God created Israel separate from the nations with the duty to be a light to the other nations. Jesus Christ and the Holy Spirit led Israel and were present with Israel, but did not indwell national Israel. Thus, Israel failed. Not only did they not become a light to the other nations, but fell into an apostate state whose abominations and wickedness actually EXCEEDED the evils of the other nations. Thus, only a righteous remnant preserved by God remained.
By contrast, when God created the church, it was not as a set apart nation to be a light to the other nations. Instead, God created the church as a people called out from ALL nations, Israel included, to be a light to the world. Where Israel was God’s national project with global implications, the church is God’s global project with eternal ramifications. And unlike national Israel, the church did not and will not fail. Unlike national Israel, the church was bought and created with God’s own divine Blood, that being sinless Jesus Christ shed on the cross. And unlike national Israel, the church is Jesus Christ’s Body with Jesus Christ Himself as the Head, and the Holy Spirit is not only present with the church, but indwells the church.
So where the failure of Israel was a failure of man – the human leaders and followers of national Israel – the church cannot and will not fail because God Himself indwells it. The old covenant was temporal, conditional and limited to one people (Israel) in one time (prior to that of Jesus Christ) and one place (the land of Canaan). The new covenant is unconditional (cannot be broken), eternal (will last forever) and universal (given to those coming from all nations, tribes and tongues).
Thus, contra covenant theology, Israel was not the church of the Old Testament. Instead, national Israel was a type, seed or foreshadowing of what was to be fulfilled by the church, New Testament spiritual Israel that both includes those natural descendants of Israel who are elect and thus believe, but it also transcends them. Calling Israel the church of the Old Testament distorts the purpose and method of its creation, and it also rejects the fact that the presence of God (the Holy Spirit) was in the tabernacle/temple behind the veil and not indwelling Israel in a corporate sense as it does the church in a corporate sense. At best, the Holy Spirit may have indwelled individual Old Testament saints such as the prophets and King David, and even in that sense the Old Testament saints were not limited to national Israel (consider Jethro/Reuel, Melchizedek, Seth, Abel, Noah, Job, the Queen of Sheba, Nebuchadnezzar etc.)

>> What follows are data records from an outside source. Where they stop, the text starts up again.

PR #3248, opened 2022-05-03
Add time option to the "reset_timestep" command and make the "time" property restartable

### LINKED ISSUE #3096: [Feature Request] Implement reset_time command
**Summary**

It would be nice to have a command `reset_time`, similar to `reset_timestep`, which would be able to set simulation time to any value.

**Detailed Description**

Simulation time always starts at 0, even if a restart file is used. This means that dumps which output simulation time also start from zero after a restart which leads to an inconsistency, i.e. multiple dump snapshots with the same (or very similar) simulation time. Adding a command which can set simulation time would solve this issue. An option to store and read simulation time from restart files would also be useful.

N/A

akohlmey:
**Summary**

This adds a `time` option to the `reset_timestep` command that allows to manually set the accumulated simulation time.
Also the current setting is added to binary restart files, so that restarts will continue at the stored time.
The change to restart files is backward compatible, i.e. old restarts can be read without a problem, but the simulation time in that case will be reset to 0.0.

**Related Issue(s)**

This implements and thus closes #3096 

**Author(s)**

Axel Kohlmeyer, Temple U

**Licensing**

**Post Submission Checklist**


akohlmey:
@sjplimp this has the changes we discussed. At the moment it is possible to use NULL as the timestep to skip setting it.
But since this is a new option we could always require the timestep to be set. Then the question of side effects of setting the simulation time only is meaningless, because the restrictions for resetting the timestep apply.

akohlmey:
@sjplimp I have made some tests and the behavior with `reset_timestep NULL time ###` is not intuitive. So I will remove that option. To set the simulation time, it will be *required* to also set the timestep number.

sjplimp:
Is this wrt the operation of dump commands with the dump_modify every/time option?  So that requiring both timestep and time to be reset effectively does not allow use of reset_timestep time when those dumps exist?

akohlmey:
> Is this wrt the operation of dump commands with the dump_modify every/time option?

Yes. Output will happen but at strange multiples that only make sense when you know "time" is computed internally.

> So that requiring both timestep and time to be reset effectively does not allow use of reset_timestep time when those dumps exist?

Yes. It is not really a deficiency, since the primary use is to either reset timesteps *and* time after a minimization or set the time after a read_data (read_restart will work automatically with the changes included here), but in that case you usually also want to reset the timestep if you want to transparently continue from a data file instead of a restart.

akohlmey:
And interesting thought (but something for a future PR) would be to also read the TIME item from dump files, if available, and reset time along with the timestep.

sjplimp (approved):

sjplimp:
Agree with your comments - approved it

And also against dispensationalism, the church age is not a parenthetical period between two Israel ages (the Old Testament and the Jewish millennium), with memorial animal sacrifices in a third temple to Jesus Christ to occur in the second Jewish age, and Israel again taking her place as a light to the nations during the millennium. Instead, the purpose of Israel’s lesser light (and in creation, the lesser light rules THE NIGHT, which according to the parables of Jesus Christ is the time of sorrow because the bridegroom is not present) was to point to Jesus Christ, who is the true light to the nations, including Israel, and is the greater light which rules THE DAY. So, what of the Old Testament prophecies of the nations’ bringing gifts to Zion and serving Zion that were to be fulfilled in the millennium, the alleged “unfulfilled promises to Israel that have to be fulfilled in the millennium”? Read “servant songs” of Isaiah. Jesus Christ is the Son of Israel, who took upon Himself the role that Israel rejected, succeeded where Israel failed, obeyed and fulfilled the law of Moses that Israel broke (and dispensationalists claim that Israel should have never accepted to begin with when the truth is that Israel had no free will in the matter to accept or reject; they had no choice for they were chosen unconditionally by God and could not resist or reject His will) and thereby became Israel or Zion within Himself.
Jesus Christ is able to fulfill the prophecies given to both national Israel because He IS both national and spiritual Israel. Jesus Christ is national Israel because He was born a Jew to Mary and Joseph as a natural son of David of the tribe of Judah, and spiritual Israel because one is part of spiritual Israel only through faith in Jesus Christ, and Jesus Christ is the object, author and finisher of that same faith. So, the “Zion songs” that speak of a restored Israel receiving the worship and gifts of the nations and ruling the nations are actually fulfilled in Jesus Christ who – as Israel’s personification, representative and fulfillment – rules the nations with a rod of iron and receives the worship and praise of all who have faith in, abide in and obediently serve Him in heaven and on earth while ruling the nations with a rod of iron.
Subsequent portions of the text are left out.